Al momento de recibir una sentencia desfavorable, es más provechoso que el abogado temple su ánimo y posponga para más tarde una segunda lectura. Por lo pronto, mejor no liarse la manta a la cabeza ni hacer discurrir en su interior raudales de hiel y de amargura, haciendo ver al cliente que su infortunio es algo pasajero. Para atemperar el pulso de la estilográfica al recurrirla, la ley ya nos dispensa de un plazo terapéutico ampliamente holgado. Llegado este momento, con la razón abierta a oír lo que no quiere escuchar el corazón, el abogado se encontrará ya en mejor disposición para analizar cuán sólidas o frágiles son las costuras de la sentencia. A veces, soplando sobre los resplandores puede acabar descubriéndose un halo de luz. Y si después de tanto esfuerzo acaba encontrando en qué exacto momento el juez distrajo su atención para desviarse del sendero de la lógica, entonces habrá hallado, cual el buen vino que resucita al peregrino, el bordón para proseguir su andadura en instancias superiores.

La motivación de la sentencia supone, ante todo, exponer las razones que determinan el sentido de su fallo. Ocurre, sin embargo, que en muchas ocasiones se descuida por parte de sus redactores su función social, como instrumento pedagógico, y se relega a los abogados a suplirla con la difícil tarea de hacer ver al cliente que su desdicha ha sido el necesario punto de llegada de un meditado razonamiento y no algo producto del azar. El problema para el abogado, entre tantos, aparece en estos casos en los que la motivación se reduce estampando el sello del sic hoc volo, sic iubeo, pues así como es difícil convencer al cliente de que la sentencia es justa a pesar de no darle la razón, igual lo es explicarle por qué su caso no mereció mayor atención que la ejemplificada en esas dos líneas de la sentencia.
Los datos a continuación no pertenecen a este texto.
PR #884, opened 2018-01-30
ENH: Added median to Segmentation statistics

moselhy:
Added median to Segmentation statistics


jcfr:
Thanks 👍 

This is now integrated in [r26904](http://viewvc.slicer.org/viewvc.cgi/Slicer4?view=revision&revision=26904)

Soplo a través de ellas y veo resplandecer el art. 24 de la Constitución. Ha llegado el momento de ponerse a redactar el recurso. Trataré de no decaer en esa otra desazón que produce ver cómo desde instancias superiores se tapan a veces ciertas desventuras con tal de mantener una imagen lo más inmaculada posible de nuestra Justicia. Pero esto es harina de otro costal.